• WHAT THE TASK REQUIRES
Please copy every line from the following entries in which the word "issues" appears.
----- AVAILABLE DATA
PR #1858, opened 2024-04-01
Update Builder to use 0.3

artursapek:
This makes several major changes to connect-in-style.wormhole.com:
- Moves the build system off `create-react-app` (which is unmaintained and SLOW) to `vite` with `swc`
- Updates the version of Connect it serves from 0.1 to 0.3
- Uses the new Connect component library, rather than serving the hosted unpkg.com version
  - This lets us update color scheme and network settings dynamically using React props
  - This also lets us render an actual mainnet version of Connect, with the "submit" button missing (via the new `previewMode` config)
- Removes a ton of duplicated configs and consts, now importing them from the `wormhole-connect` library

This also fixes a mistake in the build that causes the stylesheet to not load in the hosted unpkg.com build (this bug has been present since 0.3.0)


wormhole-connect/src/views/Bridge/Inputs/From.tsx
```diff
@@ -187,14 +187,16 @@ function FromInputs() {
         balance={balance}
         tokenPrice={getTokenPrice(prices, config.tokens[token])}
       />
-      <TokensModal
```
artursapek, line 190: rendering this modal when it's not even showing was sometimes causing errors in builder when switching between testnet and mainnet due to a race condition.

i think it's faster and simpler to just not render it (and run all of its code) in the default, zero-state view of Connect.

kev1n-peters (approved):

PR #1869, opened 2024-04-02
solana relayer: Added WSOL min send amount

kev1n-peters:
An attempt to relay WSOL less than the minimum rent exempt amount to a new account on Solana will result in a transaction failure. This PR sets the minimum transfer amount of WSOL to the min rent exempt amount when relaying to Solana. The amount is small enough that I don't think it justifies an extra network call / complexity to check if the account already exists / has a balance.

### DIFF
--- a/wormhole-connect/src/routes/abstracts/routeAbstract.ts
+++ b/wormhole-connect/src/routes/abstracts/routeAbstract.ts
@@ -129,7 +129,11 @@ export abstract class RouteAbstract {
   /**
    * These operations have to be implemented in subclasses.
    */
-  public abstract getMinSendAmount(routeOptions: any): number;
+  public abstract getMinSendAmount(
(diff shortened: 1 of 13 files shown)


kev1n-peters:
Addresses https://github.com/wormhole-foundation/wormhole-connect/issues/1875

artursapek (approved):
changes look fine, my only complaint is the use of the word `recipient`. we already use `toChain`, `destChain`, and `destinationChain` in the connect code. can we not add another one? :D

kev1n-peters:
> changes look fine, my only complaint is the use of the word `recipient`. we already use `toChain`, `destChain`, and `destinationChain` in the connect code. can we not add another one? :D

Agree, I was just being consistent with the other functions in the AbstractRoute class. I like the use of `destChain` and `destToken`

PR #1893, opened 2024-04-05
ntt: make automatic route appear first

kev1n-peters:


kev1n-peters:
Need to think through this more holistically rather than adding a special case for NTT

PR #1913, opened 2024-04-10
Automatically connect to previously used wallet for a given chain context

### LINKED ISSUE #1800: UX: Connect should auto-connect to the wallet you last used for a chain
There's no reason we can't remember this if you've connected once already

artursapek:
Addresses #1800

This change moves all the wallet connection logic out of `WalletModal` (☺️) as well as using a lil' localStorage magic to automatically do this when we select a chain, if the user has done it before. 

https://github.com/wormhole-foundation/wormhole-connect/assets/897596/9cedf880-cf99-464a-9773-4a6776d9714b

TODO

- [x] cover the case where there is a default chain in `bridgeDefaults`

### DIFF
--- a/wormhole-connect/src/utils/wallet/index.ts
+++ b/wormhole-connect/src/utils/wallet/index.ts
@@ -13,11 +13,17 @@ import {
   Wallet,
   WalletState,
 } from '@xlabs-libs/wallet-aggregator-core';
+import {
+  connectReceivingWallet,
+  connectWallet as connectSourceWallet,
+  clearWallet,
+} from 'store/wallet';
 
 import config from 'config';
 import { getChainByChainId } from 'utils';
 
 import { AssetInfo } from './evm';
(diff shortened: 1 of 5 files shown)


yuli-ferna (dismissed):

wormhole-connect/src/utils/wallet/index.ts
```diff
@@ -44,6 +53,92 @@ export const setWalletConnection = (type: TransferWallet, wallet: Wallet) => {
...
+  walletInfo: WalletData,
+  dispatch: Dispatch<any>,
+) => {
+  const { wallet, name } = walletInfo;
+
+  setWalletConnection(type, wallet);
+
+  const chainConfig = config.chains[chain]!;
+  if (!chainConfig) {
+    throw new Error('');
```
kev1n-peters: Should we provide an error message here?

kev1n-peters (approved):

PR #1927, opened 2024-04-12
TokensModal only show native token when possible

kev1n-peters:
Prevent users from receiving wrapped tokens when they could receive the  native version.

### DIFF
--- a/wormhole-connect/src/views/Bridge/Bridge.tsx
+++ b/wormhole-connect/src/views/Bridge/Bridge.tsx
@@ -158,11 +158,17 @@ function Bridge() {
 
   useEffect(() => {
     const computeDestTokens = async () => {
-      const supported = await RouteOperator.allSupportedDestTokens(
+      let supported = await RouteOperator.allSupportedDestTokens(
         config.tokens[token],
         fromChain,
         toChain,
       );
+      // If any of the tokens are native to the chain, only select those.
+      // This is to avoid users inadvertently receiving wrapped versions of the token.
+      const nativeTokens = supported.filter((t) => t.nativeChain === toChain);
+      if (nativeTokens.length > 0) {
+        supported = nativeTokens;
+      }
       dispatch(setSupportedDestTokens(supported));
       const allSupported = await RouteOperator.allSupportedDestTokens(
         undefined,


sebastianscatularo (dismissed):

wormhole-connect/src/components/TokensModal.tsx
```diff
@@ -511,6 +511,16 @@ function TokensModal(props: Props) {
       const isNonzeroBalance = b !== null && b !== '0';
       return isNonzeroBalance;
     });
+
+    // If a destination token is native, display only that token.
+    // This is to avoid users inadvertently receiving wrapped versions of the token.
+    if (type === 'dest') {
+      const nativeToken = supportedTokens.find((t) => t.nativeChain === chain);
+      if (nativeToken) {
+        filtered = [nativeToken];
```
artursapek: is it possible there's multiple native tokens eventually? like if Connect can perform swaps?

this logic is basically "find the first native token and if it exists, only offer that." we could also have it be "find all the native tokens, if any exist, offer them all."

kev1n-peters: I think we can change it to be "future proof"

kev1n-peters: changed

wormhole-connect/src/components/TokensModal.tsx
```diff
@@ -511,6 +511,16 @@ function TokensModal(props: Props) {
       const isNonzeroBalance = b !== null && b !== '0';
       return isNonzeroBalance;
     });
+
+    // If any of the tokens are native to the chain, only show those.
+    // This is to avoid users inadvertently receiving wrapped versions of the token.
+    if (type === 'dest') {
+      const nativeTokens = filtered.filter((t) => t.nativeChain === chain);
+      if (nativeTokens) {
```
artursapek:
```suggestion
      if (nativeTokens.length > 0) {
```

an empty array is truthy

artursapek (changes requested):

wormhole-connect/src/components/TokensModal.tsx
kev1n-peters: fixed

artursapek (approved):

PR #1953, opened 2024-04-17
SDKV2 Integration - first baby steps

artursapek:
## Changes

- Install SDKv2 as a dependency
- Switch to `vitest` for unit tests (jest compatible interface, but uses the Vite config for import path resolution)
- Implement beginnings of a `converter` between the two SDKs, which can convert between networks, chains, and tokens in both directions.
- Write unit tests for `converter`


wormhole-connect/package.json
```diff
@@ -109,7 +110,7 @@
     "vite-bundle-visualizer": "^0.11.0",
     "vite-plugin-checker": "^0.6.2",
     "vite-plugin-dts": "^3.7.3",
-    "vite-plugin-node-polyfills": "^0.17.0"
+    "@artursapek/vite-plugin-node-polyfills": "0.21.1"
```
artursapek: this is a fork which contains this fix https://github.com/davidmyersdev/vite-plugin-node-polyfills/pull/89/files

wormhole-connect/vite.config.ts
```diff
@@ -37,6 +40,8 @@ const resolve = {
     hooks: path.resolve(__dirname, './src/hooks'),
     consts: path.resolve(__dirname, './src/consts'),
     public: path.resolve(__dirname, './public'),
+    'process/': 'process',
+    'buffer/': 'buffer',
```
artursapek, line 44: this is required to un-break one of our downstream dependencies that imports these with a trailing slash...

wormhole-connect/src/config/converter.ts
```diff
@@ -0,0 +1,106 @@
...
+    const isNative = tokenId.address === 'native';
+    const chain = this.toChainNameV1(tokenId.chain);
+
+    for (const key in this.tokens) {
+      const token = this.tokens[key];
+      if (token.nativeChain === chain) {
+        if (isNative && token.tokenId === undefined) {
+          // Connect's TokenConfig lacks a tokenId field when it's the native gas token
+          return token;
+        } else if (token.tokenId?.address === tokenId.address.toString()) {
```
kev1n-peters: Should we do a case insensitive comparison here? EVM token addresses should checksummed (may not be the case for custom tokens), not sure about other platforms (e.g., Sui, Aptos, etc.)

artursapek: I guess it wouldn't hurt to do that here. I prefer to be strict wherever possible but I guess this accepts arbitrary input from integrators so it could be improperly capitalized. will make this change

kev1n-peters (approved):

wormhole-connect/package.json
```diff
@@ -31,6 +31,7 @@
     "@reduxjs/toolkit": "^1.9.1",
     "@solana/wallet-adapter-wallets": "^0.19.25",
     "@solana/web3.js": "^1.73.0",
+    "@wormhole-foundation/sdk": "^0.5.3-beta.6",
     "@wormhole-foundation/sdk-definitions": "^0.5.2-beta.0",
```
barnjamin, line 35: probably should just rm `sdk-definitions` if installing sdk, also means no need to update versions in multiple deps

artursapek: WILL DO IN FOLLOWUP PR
----------
----- AVAILABLE DATA
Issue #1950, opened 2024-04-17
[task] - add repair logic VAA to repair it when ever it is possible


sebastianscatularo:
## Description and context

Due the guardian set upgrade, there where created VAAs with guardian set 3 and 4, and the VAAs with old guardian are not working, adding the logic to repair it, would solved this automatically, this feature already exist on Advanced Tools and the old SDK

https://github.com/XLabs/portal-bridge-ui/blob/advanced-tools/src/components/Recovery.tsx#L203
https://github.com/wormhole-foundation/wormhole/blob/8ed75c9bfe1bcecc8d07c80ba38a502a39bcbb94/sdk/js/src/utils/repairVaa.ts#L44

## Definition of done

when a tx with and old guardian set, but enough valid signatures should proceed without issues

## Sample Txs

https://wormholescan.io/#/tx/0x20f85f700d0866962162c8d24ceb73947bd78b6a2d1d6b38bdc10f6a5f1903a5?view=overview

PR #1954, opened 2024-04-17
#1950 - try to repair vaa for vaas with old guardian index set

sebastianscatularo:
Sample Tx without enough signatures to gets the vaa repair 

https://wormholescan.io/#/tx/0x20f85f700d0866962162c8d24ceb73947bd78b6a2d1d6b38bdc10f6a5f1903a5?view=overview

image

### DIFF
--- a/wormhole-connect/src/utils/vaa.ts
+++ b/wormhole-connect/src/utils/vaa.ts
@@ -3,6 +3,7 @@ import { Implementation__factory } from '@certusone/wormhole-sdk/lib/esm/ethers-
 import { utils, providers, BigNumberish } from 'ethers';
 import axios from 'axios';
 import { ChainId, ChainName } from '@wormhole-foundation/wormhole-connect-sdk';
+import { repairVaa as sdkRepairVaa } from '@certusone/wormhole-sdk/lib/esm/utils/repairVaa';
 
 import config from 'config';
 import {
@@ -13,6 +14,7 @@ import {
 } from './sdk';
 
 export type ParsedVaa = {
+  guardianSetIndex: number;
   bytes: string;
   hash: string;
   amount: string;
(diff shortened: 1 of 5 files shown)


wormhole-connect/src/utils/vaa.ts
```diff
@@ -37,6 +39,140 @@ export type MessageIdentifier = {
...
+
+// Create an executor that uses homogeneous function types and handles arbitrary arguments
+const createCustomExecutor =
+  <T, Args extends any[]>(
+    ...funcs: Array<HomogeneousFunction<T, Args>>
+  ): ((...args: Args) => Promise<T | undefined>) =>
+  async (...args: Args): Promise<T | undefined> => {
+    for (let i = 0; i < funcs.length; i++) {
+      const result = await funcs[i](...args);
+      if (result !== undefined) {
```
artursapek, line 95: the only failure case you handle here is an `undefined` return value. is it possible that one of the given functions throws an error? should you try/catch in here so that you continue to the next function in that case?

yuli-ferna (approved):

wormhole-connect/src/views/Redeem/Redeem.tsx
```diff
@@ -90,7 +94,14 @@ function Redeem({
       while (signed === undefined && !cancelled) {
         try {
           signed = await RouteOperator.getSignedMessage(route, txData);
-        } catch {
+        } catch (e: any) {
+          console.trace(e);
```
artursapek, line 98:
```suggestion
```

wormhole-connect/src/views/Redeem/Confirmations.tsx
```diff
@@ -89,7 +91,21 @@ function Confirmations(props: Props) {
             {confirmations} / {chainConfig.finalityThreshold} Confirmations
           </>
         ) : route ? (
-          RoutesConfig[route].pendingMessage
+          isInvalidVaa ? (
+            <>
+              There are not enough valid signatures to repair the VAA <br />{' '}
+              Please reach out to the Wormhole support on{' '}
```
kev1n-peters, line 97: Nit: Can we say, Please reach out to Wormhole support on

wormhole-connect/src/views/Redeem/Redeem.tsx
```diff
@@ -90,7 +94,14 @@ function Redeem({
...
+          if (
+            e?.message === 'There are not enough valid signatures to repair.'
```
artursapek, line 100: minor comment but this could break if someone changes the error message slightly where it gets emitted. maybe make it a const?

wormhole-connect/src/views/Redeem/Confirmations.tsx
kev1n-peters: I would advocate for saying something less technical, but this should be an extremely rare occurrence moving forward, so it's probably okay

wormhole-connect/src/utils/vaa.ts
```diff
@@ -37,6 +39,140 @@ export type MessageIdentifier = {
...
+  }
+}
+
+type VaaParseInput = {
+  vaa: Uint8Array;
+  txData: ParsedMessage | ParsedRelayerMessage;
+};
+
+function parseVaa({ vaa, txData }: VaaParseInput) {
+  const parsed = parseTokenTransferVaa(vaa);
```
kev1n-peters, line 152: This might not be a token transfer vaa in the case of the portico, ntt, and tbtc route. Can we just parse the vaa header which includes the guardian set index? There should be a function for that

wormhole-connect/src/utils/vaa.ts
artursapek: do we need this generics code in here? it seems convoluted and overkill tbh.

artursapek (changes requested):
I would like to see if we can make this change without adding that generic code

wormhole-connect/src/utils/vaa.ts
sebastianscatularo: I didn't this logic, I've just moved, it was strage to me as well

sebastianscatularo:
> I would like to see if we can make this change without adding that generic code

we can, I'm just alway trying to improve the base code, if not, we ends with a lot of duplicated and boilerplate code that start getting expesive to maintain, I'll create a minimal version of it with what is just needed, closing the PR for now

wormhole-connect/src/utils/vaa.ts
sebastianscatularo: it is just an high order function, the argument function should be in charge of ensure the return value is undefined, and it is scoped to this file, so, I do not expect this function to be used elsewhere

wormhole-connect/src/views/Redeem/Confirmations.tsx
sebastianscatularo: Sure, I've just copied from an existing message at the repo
----------
• EXERCISE SOLUTION
Addresses https://github.com/wormhole-foundation/wormhole-connect/issues/1875
when a tx with and old guardian set, but enough valid signatures should proceed without issues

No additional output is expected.